### Problem to work on
Please retype every entry below, keeping it exactly the same.

### Exercise inputs
PR #2967, opened 2022-03-29
add global time panel to space schedule

denisdimitrov:
- Adds global time panel to the space schedule in the edit space tab.
- Renames `timing` to `schedule`
- Extracts classes in `tailwind.ts` file

Fixes: https://github.com/sparkletown/internal-sparkle-issues/issues/1783


src/components/admin/SpaceSchedule/SpaceSchedule.tsx
```diff
@@ -0,0 +1,119 @@
...
+    <div className={TW.container}>
+      <div className={TW.worldSchedulePanel}>
+        <div className={TW.worldScheduleSection}>
+          <div className={TW.worldScheduleTitle}>
+            Global start date and time
+          </div>
+          <div className={TW.worldScheduleDateTime}>
+            <div className={TW.worldScheduleDate}>{`${formatDate(
+              new Date(startDate)
+            )},`}</div>
```
goran-peoski-work, line 74: Must this be inside a template string? I'd think `formatDate` would return a string.

Also, [NOTE] to self: we should have few convenience date functions, maybe one that clones a date like the above but with easily recognizable name.

goran-peoski-work: Same comment for the next field

src/components/admin/SpaceSchedule/SpaceSchedule.tsx
```diff
@@ -0,0 +1,119 @@
...
+            Edit in World schedule
+          </div>
+        </div>
+      </div>
+
+      <div className={TW.eventsPanel}>
+        <div className={TW.createEventButtonWrapper}>
+          <Button onClick={showCreateEventModal}>Create new experience</Button>
+        </div>
+        <EventsPanel worldId={space.worldId as WorldId} spaces={[space]} />
```
goran-peoski-work, line 107: [NOTE] This is an interesting use of props: 

every space in `spaces` should already have `worldId` and `EventsPanel` doesn't control if all of them have the same `worldId`, but then `worldId` prop is also passed in.

goran-peoski-work (approved):
LGTM

PR #2968, opened 2022-03-30
Delete unused code

colinhowe:
Lots of deletions, all broken up into individual commits


src/utils/time.ts
```diff
@@ -347,5 +247,3 @@ export const getDateHoursAndMinutes = (
 ): string => format(dateOrTimestamp, DATEFNS_INPUT_TIME_FORMAT);
 
 export const currentMilliseconds = () => new Date().getTime();
-export const currentIso = () => new Date().toISOString();
-export const currentUtc = () => new Date().toUTCString();
```
goran-peoski-work, line 351: I added these 3 so that people wouldn't type `new Date()` all the time because of it's clunky interface. I think even if unused now, they're good alternative to constantly re-inventing the same when the need arises.

goran-peoski-work (approved):
LGTM

I like deleting legacy stuff. I just left one comment for keeping 2 functions that are "just in case" type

### Completed task
PR #2967, opened 2022-03-29
add global time panel to space schedule

denisdimitrov:
- Adds global time panel to the space schedule in the edit space tab.
- Renames `timing` to `schedule`
- Extracts classes in `tailwind.ts` file

Fixes: https://github.com/sparkletown/internal-sparkle-issues/issues/1783


src/components/admin/SpaceSchedule/SpaceSchedule.tsx
```diff
@@ -0,0 +1,119 @@
...
+    <div className={TW.container}>
+      <div className={TW.worldSchedulePanel}>
+        <div className={TW.worldScheduleSection}>
+          <div className={TW.worldScheduleTitle}>
+            Global start date and time
+          </div>
+          <div className={TW.worldScheduleDateTime}>
+            <div className={TW.worldScheduleDate}>{`${formatDate(
+              new Date(startDate)
+            )},`}</div>
```
goran-peoski-work, line 74: Must this be inside a template string? I'd think `formatDate` would return a string.

Also, [NOTE] to self: we should have few convenience date functions, maybe one that clones a date like the above but with easily recognizable name.

goran-peoski-work: Same comment for the next field

src/components/admin/SpaceSchedule/SpaceSchedule.tsx
```diff
@@ -0,0 +1,119 @@
...
+            Edit in World schedule
+          </div>
+        </div>
+      </div>
+
+      <div className={TW.eventsPanel}>
+        <div className={TW.createEventButtonWrapper}>
+          <Button onClick={showCreateEventModal}>Create new experience</Button>
+        </div>
+        <EventsPanel worldId={space.worldId as WorldId} spaces={[space]} />
```
goran-peoski-work, line 107: [NOTE] This is an interesting use of props: 

every space in `spaces` should already have `worldId` and `EventsPanel` doesn't control if all of them have the same `worldId`, but then `worldId` prop is also passed in.

goran-peoski-work (approved):
LGTM

PR #2968, opened 2022-03-30
Delete unused code

colinhowe:
Lots of deletions, all broken up into individual commits


src/utils/time.ts
```diff
@@ -347,5 +247,3 @@ export const getDateHoursAndMinutes = (
 ): string => format(dateOrTimestamp, DATEFNS_INPUT_TIME_FORMAT);
 
 export const currentMilliseconds = () => new Date().getTime();
-export const currentIso = () => new Date().toISOString();
-export const currentUtc = () => new Date().toUTCString();
```
goran-peoski-work, line 351: I added these 3 so that people wouldn't type `new Date()` all the time because of it's clunky interface. I think even if unused now, they're good alternative to constantly re-inventing the same when the need arises.

goran-peoski-work (approved):
LGTM

I like deleting legacy stuff. I just left one comment for keeping 2 functions that are "just in case" type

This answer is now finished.